# VWP Customs Procedure



## firesoul87 (Sep 7, 2010)

Hello! I have a question about what it's like to go through US customs. I have a friend from New Zealand who is visiting me very soon. They are coming through the VWP and will have a round-trip ticket that has a return flight date that is less than the 90 day maximum. For those of you who have been through customs, can you tell me your experience? Any tips and advice are appreciated! Also, do customs treat people differently depending on their age? My friend is under 18. 

Thank you in advance! 

Edit: Oh, I should also mention. They did the ESTA application and were instantly approved, so that is all good to go too!


----------



## Guest (Mar 16, 2011)

firesoul87 said:


> Hello! I have a question about what it's like to go through US customs. I have a friend from New Zealand who is visiting me very soon. They are coming through the VWP and will have a round-trip ticket that has a return flight date that is less than the 90 day maximum. For those of you who have been through customs, can you tell me your experience? Any tips and advice are appreciated! Also, do customs treat people differently depending on their age? My friend is under 18.
> 
> Thank you in advance!
> 
> Edit: Oh, I should also mention. They did the ESTA application and were instantly approved, so that is all good to go too!


To make things simple and uncomplicated, no food, no booze, no drugs, no fruit, etc in their luggage, and try to keep it under 6 pieces of luggage, Also don't dress/look like a skateboarder coming into Customs. Dress like they are going to school, and comb their hair.  This might sound biased, but that's Customs looking for potential targets.

Have the forms filled out completely and dated and signed (a lot of people forget to sign them). Look the officer in the eyes when they ask any questions. 

This has always worked for me, and avoided secondary inspections, lengthy questioning, or the Inquisition act. I haven't seen any age bias, but they definitely target the way some people look or act in order to pull them aside for secondary inspections and a lot more questioning.


----------



## firesoul87 (Sep 7, 2010)

GringoCArlos said:


> To make things simple and uncomplicated, no food, no booze, no drugs, no fruit, etc in their luggage, and try to keep it under 6 pieces of luggage, Also don't dress/look like a skateboarder coming into Customs. Dress like they are going to school, and comb their hair.  This might sound biased, but that's Customs looking for potential targets.
> 
> Have the forms filled out completely and dated and signed (a lot of people forget to sign them). Look the officer in the eyes when they ask any questions.
> 
> This has always worked for me, and avoided secondary inspections, lengthy questioning, or the Inquisition act. I haven't seen any age bias, but they definitely target the way some people look or act in order to pull them aside for secondary inspections and a lot more questioning.
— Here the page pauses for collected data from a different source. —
PR #1838, opened 2022-08-04
add  --nologo to dotnet

SimonCropp:
remove some of the noise when looking at test results in the logs

#skip-changelog

### DIFF
--- a/.github/workflows/build.yml
+++ b/.github/workflows/build.yml
@@ -28,15 +28,15 @@ jobs:
           uses: ./.github/actions/environment
 
         - name: Build
-          run: dotnet build -c Release /p:CopyLocalLockFileAssemblies=true
+          run: dotnet build -c Release --nologo /p:CopyLocalLockFileAssemblies=true
 
         - name: Test
-          run: dotnet test -c Release --no-build -l GitHubActions -l "trx;LogFilePrefix=testresults_${{ runner.os }}"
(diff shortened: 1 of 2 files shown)


mattjohnsonpint:
We already set it via environment variable globally

https://github.com/getsentry/sentry-dotnet/blob/e62013ca63436d2a786fb229570e96f42c7c4044/.github/actions/environment/action.yml#L11

If it's not working, we should figure out why.

mattjohnsonpint:
Looks like it's coming through to me.  For example:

Thank you for the sound advice!  I will pass this along. I have one question--when you say forms, are you referring to the I-94W? My understanding is you no longer need to carry that due to the ESTA screening process.


----------



## Bevdeforges (Nov 16, 2007)

firesoul87 said:


> Thank you for the sound advice!  I will pass this along. I have one question--when you say forms, are you referring to the I-94W? My understanding is you no longer need to carry that due to the ESTA screening process.


Haven't flown back to the US in a while now, but I believe they still ask you to fill out the customs form - listing anything you are importing into the US (i.e. anything you're bringing with you and intend to leave there - like gifts for your host). Even returning Americans have to fill that one out, so it's no big deal.

Oh, one other pointer on talking to the nice immigration officer on arrival. Answer all questions simply but truthfully. Don't volunteer any "extra" information not asked for.
Cheers,
Bev


----------



## twostep (Apr 3, 2008)

I-94 has not yet been completely pulled. As posted before - fill it out completely (make a list at home), import no fresh food (cans/candy are ok) and answer all questions but do not chitchat.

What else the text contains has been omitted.